In following code there are three functions implemented SimilarProd(), SimilarSort(), SimilarIsPermutation(), first of them uses my suggestion about first computing hash function and then sorting.
As a position-independent hash function I took regular product (multiplication) of all elements shifted (added to) by some fixed random 64-bit value. This kind of computation applied to integer arrays will be computed very fast due to good auto-vectorization capabilities of modern compilers (like CLang and GCC) which use SIMD instructions to boost computation.
In below code I did timings for all three implementations of similarity functions. It appeared that in case of similar arrays (same set of numbers) for arrays 64 K in size it takes 5 seconds for std::is_permutation(), while both hash approach and sort approach take 0.007 seconds. For unsimilar arrays std::is_permutation is very fast, below 0.00005 seconds, while sort is also 0.007 seconds and hash is 100x times faster, 0.00008 seconds.
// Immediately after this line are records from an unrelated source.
PR #1210, opened 2020-08-19
Support Idempotency

dplewis:
Ref: https://github.com/parse-community/parse-server/issues/6744, https://github.com/parse-community/parse-server/pull/6748

Idempotency enforcement for client requests. This deduplicates requests where the client intends to send one request to Parse Server but due to network issues the server receives the request multiple times.
**Caution, this is an experimental feature that may not be appropriate for production.**

To enable use either of the following:
* `Parse.CoreManager.set('IDEMPOTENCY': true)`
* `Parse.idempotency = true`;

This PR addresses
* Add `X-Parse-Request-Id` uuid to the request.
* Improve xmlhttprequest error message handling
* Improve clearing of database after test
* Improve tests the require indexing

### DIFF
--- a/src/RESTController.js
+++ b/src/RESTController.js
@@ -95,7 +95,7 @@ const RESTController = {
       return ajaxIE9(method, url, data, headers, options);
     }
     const promise = resolvingPromise();
-    const isIdempotent = CoreManager.get('IDEMPOTENCY');
+    const isIdempotent = CoreManager.get('IDEMPOTENCY') && ['POST', 'PUT'].includes(method);
     const requestId = isIdempotent ? uuidv4() : '';
     let attempts = 0;
 
@@ -156,7 +156,7 @@ const RESTController = {
         headers['User-Agent'] = 'Parse/' + CoreManager.get('VERSION') +
           ' (NodeJS ' + process.versions.node + ')';
       }
-      if (isIdempotent && ['POST', 'PUT'].includes(method)) {
+      if (isIdempotent) {
         headers['X-Parse-Request-Id'] = requestId;
       }
       if (CoreManager.get('SERVER_AUTH_TYPE') && CoreManager.get('SERVER_AUTH_TOKEN')) {
--- a/src/RESTController.js
+++ b/src/RESTController.js
@@ -95,6 +95,8 @@ const RESTController = {
       return ajaxIE9(method, url, data, headers, options);
     }
     const promise = resolvingPromise();
+    const isIdempotent = CoreManager.get('IDEMPOTENCY');
+    const requestId = isIdempotent ? uuidv4() : '';
     let attempts = 0;
 
     const dispatch = function() {
@@ -154,8 +156,8 @@ const RESTController = {
         headers['User-Agent'] = 'Parse/' + CoreManager.get('VERSION') +
           ' (NodeJS ' + process.versions.node + ')';
       }
-      if (CoreManager.get('IDEMPOTENCY')) {
-        headers['X-Parse-Request-Id'] = uuidv4();
+      if (isIdempotent && ['POST', 'PUT'].includes(method)) {
+        headers['X-Parse-Request-Id'] = requestId;
       }
       if (CoreManager.get('SERVER_AUTH_TYPE') && CoreManager.get('SERVER_AUTH_TOKEN')) {
         headers['Authorization'] = CoreManager.get('SERVER_AUTH_TYPE') + ' ' + CoreManager.get('SERVER_AUTH_TOKEN');
--- a/src/RESTController.js
+++ b/src/RESTController.js
@@ -9,6 +9,8 @@
  * @flow
  */
 /* global XMLHttpRequest, XDomainRequest */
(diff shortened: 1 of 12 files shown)


dplewis:
@mtrezza How does this look? Is this an accurate way to test idempotency?

mtrezza:
Wow, I had this on my list for next month but you overtook me there 👏
Let me take a look at it later today.

src/__tests__/RESTController-test.js
```diff
@@ -432,6 +437,30 @@ describe('RESTController', () => {
...
+  it('sends requestId header for idempotency', async () => {
+    CoreManager.set('IDEMPOTENCY', true);
+    const requestIdHeader = (header) => 'X-Parse-Request-Id' === header[0];
+    const xhr = {
+      setRequestHeader: jest.fn(),
+      open: jest.fn(),
+      send: jest.fn()
+    };
+    RESTController._setXHR(function() { return xhr; });
+    RESTController.request('GET', 'classes/MyObject', {}, {});
```
mtrezza, line 449: Parse Server does not enforce idempotency for GET requests. Idempotency is enforced only on POST, PUT routes as GET, DELETE are already idempotent. However, the test case itself looks good.

src/__tests__/RESTController-test.js
```diff
@@ -432,6 +437,30 @@ describe('RESTController', () => {
...
+    await flushPromises();
+    expect(xhr.setRequestHeader.mock.calls.filter(requestIdHeader)).toEqual(
+      [["X-Parse-Request-Id", '1000']]
+    );
+    xhr.setRequestHeader.mockClear();
+
+    RESTController.request('GET', 'classes/MyObject', {}, {});
```
mtrezza, line 456: Also here, instead of GET we should use a POST or PUT example.

src/RESTController.js
```diff
@@ -152,6 +154,9 @@ const RESTController = {
         headers['User-Agent'] = 'Parse/' + CoreManager.get('VERSION') +
           ' (NodeJS ' + process.versions.node + ')';
       }
+      if (CoreManager.get('IDEMPOTENCY')) {
```
mtrezza, line 157: Since we only send the header for POST, PUT, I think this should be something like `if (CoreManager.get('IDEMPOTENCY') && ['POST', 'PUT'].includes(method)) {`

mtrezza (changes requested):
Looks good, just some minor comments.

Does the JS SDK have an automated request retry mechanism like the iOS and Android SDKs? If so, I think a test case makes sense that ensures that the UUID does not change on request retry. That may then also require additional logic in the REST controller to ensure that the UUID does not change.

mtrezza:
> Does the JS SDK have an automated request retry mechanism like the iOS and Android SDKs? If so, I think a test case makes sense that ensures that the UUID does not change on request retry. That may then also require additional logic in the REST controller to ensure that the UUID does not change.

I've looked into the Parse JS SDK and it seems that it does not have an auto-retry mechanism on failed requests, nor does XHR. For future reference: If such a mechanism ever gets implemented, similar to how it exists on iOS and Android, this test case will likely need to be adapted to properly test that the UUID does not change.

mtrezza (commented):
Can we add a test where we ensure that the request ID header is not sent for GET request?

dplewis:
@mtrezza I've added additional test. There is an auto-retry strategy in the SDK (in RESTController.js) I added a fix for that also. This is ready for review

mtrezza:
Great, I will take a look later today.

dplewis:
@mtrezza @davimacedo How does this look?

mtrezza (commented):
It's already merged but I reviewed it anyway just to be sure and it looks good. Thanks for this PR!

dplewis:
@mtrezza I didn’t want to open a new issue, I’m writing documentation for this. How would you catch a duplicate request error?

```
try {
  await Parse.Cloud.run('duplicate')
  // code here would run for the first request
} catch(e) {
 // duplicate request here
}
```

mtrezza:
Yes, in addition the catch block would check for Parse.Error Duplicate_Request 159, see https://github.com/parse-community/Parse-SDK-JS/pull/1189/files.

dplewis:
Can you think of a way to replicate a duplicate request in a test environment?

```
try {
  const value = await Parse.Cloud.run('duplicate');
  // do something with value
} catch(e) {
  if (e.code === Parse.Error.DUPLICATE_REQUEST) {
   // duplicate request here
  }
  // handle other errors
}
```

mtrezza:
Sure, just send an identical request ID in the header and the request should fail as duplicate request. To send an identical request ID you could spyOn the request ID and fake it to make it the same in every request.

dplewis:
The tests cases are good, I was referring to a real environment. Website, press a button and send a duplicate request.
I just copied the RESTController, set a static requestId and CoreManager.setRESTController.

mtrezza:
>  I was referring to a real environment. Website, press a button and send a duplicate request.

You mean as an example description in the docs or as a real coded test?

So conclusion is that std::is_permutation is very slow for large similar arrays, and very fast for unsimilar. Sort approach is same fast speed for similar and unsimilar. While hash approach is fast for similar and blazingly fast for unsimilar. Hash approach is about the same speed as std::is_permutation for the case of unsimilar arrays, but for similar arrays is a clear win.
So out of three approaches hash approach is a clear win.
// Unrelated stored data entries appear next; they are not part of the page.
PR #1221, opened 2020-09-12
fix(test): Flaky Tests

dplewis:
I don't know the proper way to fix this but I receive this error randomly when I run the test suite. Sometimes it happens once, sometimes 10 times in a row. Has anyone else encountered this?

P.S. I've had this error for a long long time.

Screen Shot 2020-09-12 at 9 57 19 AM


davimacedo (approved):
LGTM

Issue #1196, opened 2020-07-18
Queries fail to parse results when asking for subfield of a null pointer or null array of pointers


henrikperrochon:
### Issue Description

When using select to specify fields and subfields, a query may fail to parse results if one of the field is null.

### Steps to reproduce

1 - From the dashboard, select a collection (let say Sample) with a field typed as array (let say arrayfield).
2 - Set the field to be null.
3 - Call the following query :
`new Parse.Query('Sample').select(['arrayfield.subfield']).find().then(console.log, console.error);`

### Expected Results

An error occurs: 
`Uncaught (in promise)
code: undefined
text: "Cannot read property 'subfield' of null"
`

### Actual Outcome

The networking tools from Chrome shows that the server manage to answer, but the Parse JS SDK fails to parse the results. The following method fails when reading the null array. ` if (_obj !== undefined) {` does not prevent null objects.
      
      function handleSelectResult(data, select) {
        var serverDataMask = {};
        (0, _forEach.default)(select).call(select, function (field) {
          var hasSubObjectSelect = (0, _indexOf.default)(field).call(field, ".") !== -1;
      
          if (!hasSubObjectSelect && !data.hasOwnProperty(field)) {
            // this field was selected, but is missing from the retrieved data
            data[field] = undefined;
          } else if (hasSubObjectSelect) {
            // this field references a sub-object,
            // so we need to walk down the path components
            var pathComponents = field.split(".");
            var _obj = data;
            var serverMask = serverDataMask;
            (0, _forEach.default)(pathComponents).call(pathComponents, function (component, index, arr) {
              // add keys if the expected data is missing
              if (_obj && !_obj.hasOwnProperty(component)) {
                _obj[component] = undefined;
              }
      
              if (_obj !== undefined) { <----------------------------------------------- the issue is triggered after this test
                _obj = _obj[component];
              } //add this path component to the server mask so we can fill it in later if needed
      
      
              if (index < arr.length - 1) {
                if (!serverMask[component]) {
                  serverMask[component] = {};
                }
      
                serverMask = serverMask[component];
              }
            });
          }
        });
      
        if ((0, _keys2.default)(serverDataMask).length > 0) {
          // When selecting from sub-objects, we don't want to blow away the missing
          // information that we may have retrieved before. We've already added any
          // missing selected keys to sub-objects, but we still need to add in the
          // data for any previously retrieved sub-objects that were not selected.
[...]

PR #1223, opened 2020-09-12
fix(ParseQuery): Select on null fields

dplewis:
Closes: https://github.com/parse-community/Parse-SDK-JS/issues/1196

### DIFF
--- a/src/ParseQuery.js
+++ b/src/ParseQuery.js
@@ -97,7 +97,7 @@ function handleSelectResult(data: any, select: Array<string>){
         if (obj && !obj.hasOwnProperty(component)) {
           obj[component] = undefined;
         }
-        if (obj != undefined) {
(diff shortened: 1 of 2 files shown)


src/ParseQuery.js
```diff
@@ -97,7 +97,7 @@ function handleSelectResult(data: any, select: Array<string>){
         if (obj && !obj.hasOwnProperty(component)) {
           obj[component] = undefined;
         }
-        if (obj !== undefined) {
+        if (obj != undefined) {
```
davimacedo, line 100: Maybe `obj && typeof obj === 'object'`?

davimacedo (commented):
It is good for me. Just sending a suggestion.

src/ParseQuery.js
dplewis: That looks right. I'll try it.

See timings below after code.
Update. For comparison just now added one more method SimilarMap(). Counting number of occurances of each integer in arrays using std::unordered_map. It appeared to be a bit slower than sorting. So still Hash+Sort method is the fastest. Although for very large arrays this map-counting method should outperform sorting speed.
Try it online!
#include <cstdint>
#include <array>
#include <vector>
#include <algorithm>
#include <random>
#include <chrono>
#include <iomanip>
#include <iostream>
#include <unordered_map>
bool SimilarProd(std::vector<int> const & a, std::vector<int> const & b) {
using std::size_t;
using u64 = uint64_t;
if (a.size() != b.size())
return false;
u64 constexpr randv = 0x6A7BE8CD0708EC4CULL;
size_t constexpr num_words = 8;
std::array<u64, num_words> prodA = {}, prodB = {};
std::fill(prodA.begin(), prodA.end(), 1);
std::fill(prodB.begin(), prodB.end(), 1);
for (size_t i = 0; i < a.size() - a.size() % num_words; i += num_words)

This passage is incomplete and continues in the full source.